Achievement might get you in also, but that's not always a constructive process. One longtime journalist described the in-group at his newspaper as negative but inevitable. "Journalists are very competitive people, for not a huge amount of money. Our office in-group admitted only award winners—Pulitzers, national journalism prizes, that kind of thing. That group was a cut above the rest of us, and they got all the best assignments—assuming of course the assignment editor was an award winner herself. Otherwise, all bets were off.

"But since we were all basically competing against each other for those same few prizes," he continued, "the in-crowd was not a particularly nice or cooperative group. So we hated them, even though we always wanted in."

Awards at least are a vaguely objective measure of merit. At the most negative end of the spectrum are those in-crowds whose membership is entirely determined by friendship with one nasty, controlling person. Like every mean girl you ever knew in middle school, this nasty (and not necessarily female) person decides who's in and who's out, on no more than a whim.

Precisely how a nasty bully achieves this kind of power is not entirely predictable. Sometimes there is a power vacuum and a controlling tyrant steps in automatically. Sometimes this person wields power by virtue of a close relationship with the boss—as a relative, a romantic liaison, or a longstanding administrative partner. Sometimes, worst of all, this person is the boss, a quixotic, favorites-playing intimidator. Whatever the power source, everyone needs to get on his or her good side or get out of the way.
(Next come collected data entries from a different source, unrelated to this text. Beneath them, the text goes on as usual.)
PR #4630, opened 2024-05-13
Adds Kat Cosgrove as SIG Docs tech lead

katcosgrove:
Adding myself as SIG Docs tech lead!

### DIFF
--- a/OWNERS_ALIASES
+++ b/OWNERS_ALIASES
@@ -45,6 +45,7 @@ aliases:
     - palnabarun
   sig-docs-leads:
     - divya-mohan0209
+    - katcosgrove
     - kbhawkey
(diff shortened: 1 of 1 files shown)


OWNERS_ALIASES
```diff
@@ -45,6 +45,7 @@ aliases:
     - palnabarun
   sig-docs-leads:
     - divya-mohan0209
+    - katcosgrove
     - kbhawkey
     - natalisucks
     - onlydole
```
mrbobbytables, line 51: Can be done in a follow up - but should sync thing with current state kbhawkey and onlydole should be removed and everyone else added^^;;

/lgtm
/approve

PR #4714, opened 2024-06-11
Correction to the Job pod failure policy update to GA

mimowo:
- One-line PR description: Correction to the GA graduation plan

- Issue link: https://github.com/kubernetes/enhancements/issues/3329

- Other comments: I have realized the current graduation criteria are not consistent. We cannot add the test if we lock the feature gates JobPodFailurePolicy and PodDisruptionConditions. It is too late. Alternatively, we could move the lock to GA+1, and removal to GA+3. Since the disablement and re-enablement was tested manually for upgrade tests I propose to just drop the automated test: https://github.com/kubernetes/enhancements/tree/master/keps/sig-apps/3329-retriable-and-non-retriable-failures#were-upgrade-and-rollback-tested-was-the-upgrade-downgrade-upgrade-path-tested.


soltysh (approved):
/lgtm
/approve

PR #4721, opened 2024-06-12
list semantics: resourceVersionMatch is forbidden unless resourceVersion is provided

p0lyn0mial:


keps/sig-api-machinery/2340-Consistent-reads-from-cache/README.md
```diff
@@ -263,7 +263,7 @@ case will change how watchcache implementation will be handling the request.
 | _unset_         | _unset_              | _unset_           | _unset_ / _N_ | Quorum read request                     | Delegated to etcd                                  | Yes      |
 | _unset_         | _unset_              | _token_           | _unset_ / _N_ | Read request from RV encoded in _token_ | Delegated to etcd                                  |          |
 | _unset_         | _Exact_              | _unset_ / _token_ | _unset_ / _N_ | Fails [validation]                      | Fails [validation]                                 |          |
-| _unset_         | _NotOlderThan_       | _unset_           | _unset_ / _N_ | Quorum read request                     | Delegated to etcd                                  | Yes      |
+| _unset_         | _NotOlderThan_       | _unset_           | _unset_ / _N_ | Fails [validation]                      | Fails [validation]                                 |          |
```
wojtek-t, line 266: Good catch:
https://github.com/kubernetes/kubernetes/blob/master/staging/src/k8s.io/apimachinery/pkg/apis/meta/internalversion/validation/validation.go#L33-L36

PR #4741, opened 2024-06-19
KEP 1880 stay two releases on beta, one off and other on

aojea:
stay two releases on beta, one off and other on


thockin (commented):
Thanks!

/lgtm
/approve

PR #4863, opened 2024-09-19
remove total resource calculation proposal from the sidecar KEP

SergeyKanzhelev:
/sig node
KEP:  #753

We tried once but we always get in debates with the alpha features that are coming up. https://github.com/kubernetes/kubernetes/pull/115643

Last one is that PodLevel resource KEP will need to pick up this work.


mrunalp (approved):
/lgtm

PR #4936, opened 2024-10-30
KEP-740: Update with decision on max token lifetime

HarshalNeelkamal:
- One-line PR description:
Choice of max token lifetime was reconsidered during implementation. Documenting it accordingly. 

- Issue link:
https://github.com/kubernetes/enhancements/issues/740

- Other comments:
For ref: https://github.com/kubernetes/kubernetes/pull/128190#discussion_r1821412614


HarshalNeelkamal:
cc/ @liggitt

PR #4937, opened 2024-10-30
KEP-2558: mark as "withdrawn"

thockin:
- One-line PR description:

Nobody is working on this idea, and it has drifted from the original goal.

- Issue link: https://github.com/kubernetes/enhancements/issues/2558


jpbetz:
An interesting idea, but yes, without a champion, I agree that marking the KEP this way is appropriate.

/lgtm
/approve

PR #5017, opened 2024-12-30
Pagination from cache KEP

serathius:
Create first draft of https://github.com/kubernetes/enhancements/issues/4988 as provisional.

/cc @wojtek-t @deads2k @MadhavJivrajani @jpbetz

### DIFF
--- a/keps/sig-api-machinery/4988-serve-pagination-from-cache/README.md
+++ b/keps/sig-api-machinery/4988-serve-pagination-from-cache/README.md
@@ -1,0 +1,395 @@
+# KEP-4988 Serve pagination from cache
+
+<!-- toc -->
+- [Release Signoff Checklist](#release-signoff-checklist)
+- [Summary](#summary)
+- [Motivation](#motivation)
+  - [Goals](#goals)
+  - [Non-Goals](#non-goals)
+- [Proposal](#proposal)
+  - [Risks and Mitigations](#risks-and-mitigations)
+    - [Client setting limit while not supporting pagination](#client-setting-limit-while-not-supporting-pagination)
+    - [Memory overhead](#memory-overhead)
+    - [Pagination request hitting another apiserver](#pagination-request-hitting-another-apiserver)
+    - [Delegating slow pagination to etcd](#delegating-slow-pagination-to-etcd)
+    - [Increased watch contention](#increased-watch-contention)
+  - [Test Plan](#test-plan)
+      - [Prerequisite testing updates](#prerequisite-testing-updates)
+      - [Unit tests](#unit-tests)
+      - [Integration tests](#integration-tests)
+      - [e2e tests](#e2e-tests)
+  - [Graduation Criteria](#graduation-criteria)
+    - [Alpha](#alpha)
+    - [Beta](#beta)
+    - [GA](#ga)
+  - [Upgrade / Downgrade Strategy](#upgrade--downgrade-strategy)
+  - [Version Skew Strategy](#version-skew-strategy)
+- [Production Readiness Review Questionnaire](#production-readiness-review-questionnaire)
+  - [Feature Enablement and Rollback](#feature-enablement-and-rollback)
+  - [Rollout, Upgrade and Rollback Planning](#rollout-upgrade-and-rollback-planning)
+  - [Monitoring Requirements](#monitoring-requirements)
+  - [Dependencies](#dependencies)
+  - [Scalability](#scalability)
+  - [Troubleshooting](#troubleshooting)
+- [Implementation History](#implementation-history)
+- [Drawbacks](#drawbacks)
+- [Alternatives](#alternatives)
+- [Infrastructure Needed (Optional)](#infrastructure-needed-optional)
+<!-- /toc -->
+
+## Release Signoff Checklist
+
+Items marked with (R) are required *prior to targeting to a milestone / release*.
+
+- [ ] (R) Enhancement issue in release milestone, which links to KEP dir in [kubernetes/enhancements] (not the initial KEP PR)
+- [ ] (R) KEP approvers have approved the KEP status as `implementable`
+- [ ] (R) Design details are appropriately documented
+- [ ] (R) Test plan is in place, giving consideration to SIG Architecture and SIG Testing input (including test refactors)
+  - [ ] e2e Tests for all Beta API Operations (endpoints)
+  - [ ] (R) Ensure GA e2e tests meet requirements for [Conformance Tests](https://github.com/kubernetes/community/blob/master/contributors/devel/sig-architecture/conformance-tests.md)
+  - [ ] (R) Minimum Two Week Window for GA e2e tests to prove flake free
+- [ ] (R) Graduation criteria is in place
+  - [ ] (R) [all GA Endpoints](https://github.com/kubernetes/community/pull/1806) must be hit by [Conformance Tests](https://github.com/kubernetes/community/blob/master/contributors/devel/sig-architecture/conformance-tests.md)
+- [ ] (R) Production readiness review completed
+- [ ] (R) Production readiness review approved
+- [ ] "Implementation History" section is up-to-date for milestone
+- [ ] User-facing documentation has been created in [kubernetes/website], for publication to [kubernetes.io]
+- [ ] Supporting documentation—e.g., additional design documents, links to mailing list discussions/SIG meetings, relevant PRs/issues, release notes
+
+[kubernetes.io]: https://kubernetes.io/
+[kubernetes/enhancements]: https://git.k8s.io/enhancements
+[kubernetes/kubernetes]: https://git.k8s.io/kubernetes
+[kubernetes/website]: https://git.k8s.io/website
+
+## Summary
+
+Enabling pagination typically improves performance by reducing response sizes.
+However, the kube-apiserver's caching mechanism (watchcache) does not currently
+support pagination. When a client requests a paginated list, the limit parameter
+might be ignored, or the request might bypass the cache and be served directly
+from etcd, leading to performance issues. This document proposes an enhancement
+to the kube-apiserver's caching layer to enable efficient serving of paginated
+lists from the cache, improving performance and predictability.
+
+## Motivation
+
+The kube-apiserver's watchcache is an eventually consistent cache of the cluster
+state. It allows the API server to serve read requests without constantly hitting
+etcd. However, watchcache is not designed for pagination.
+
+Pagination allows clients to request large lists of resources in smaller chunks.
+The client specifies a limit (maximum number of objects per page) and receives
+a continue token in the response. This token is then used in subsequent requests
+to fetch the next page.
+
+To serve paginated requests correctly, the API server needs access to a consistent
+snapshot of the data from which the initial page was generated. Watchcache does
+not store historical data. Therefore, currently, the API server does the following:
+
+- For `resourceVersion=""`: Serve paginated requests directly from etcd, bypassing the cache.
+- For `resourceVersion="0"`: Ignore the limit parameter and return the entire list in a single response.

The human cost of this particular in-group dynamic can be huge. When the criteria for admission to the group is to curry favor, people who won't or can't are frozen out and made to suffer.

Good people may leave an organization rather than endure this interpersonal discrimination, and they are probably wise to. For those who stay, morale is low, productivity is reduced, and creativity is simply stilled. You just have to spend too much time watching your back to get quality work done.

Of course in real life most office groups do some constructive problem solving but manage a fair share of gossip too, admitting the people who work best, but including the occasional lovable jerk and shunning the occasional competent fool. And providing a critical, intangible steel thread to the complex social fabric of the workplace.

Judith Sills, Ph.D., is a Philadelphia-based clinical psychologist.

What Gets You In?

Whatever the nature of your workplace in-crowd, some traits and behaviors are more likely to gain you admission. Consider these:

  • You Want to Be There. Frankly, not everyone does. Some of us deliberately avoid identification with any subgroup. We prefer to be "floaters."
  • Your Personality. Sometimes the people with power really are the ones with charm and charisma. Naturally, everyone wants to be around them.
  • Your Gender. In-crowds run by old-boy networks or newer girl groups may not exclude the other gender. But you have to be willing to play by their rules.
  • Your Boss. A mediocre CEO might surround him or herself with yes-people. Or he might only feel secure with those he's known forever. Short of refining your suck-up skills or waiting for regime change, there's little you can do.
  • Your Organizational Structure. Some groups, schools for example, identify a subcategory of people as "leadership council" of some kind, which becomes an informal in-group. You have to get yourself on the council to be in.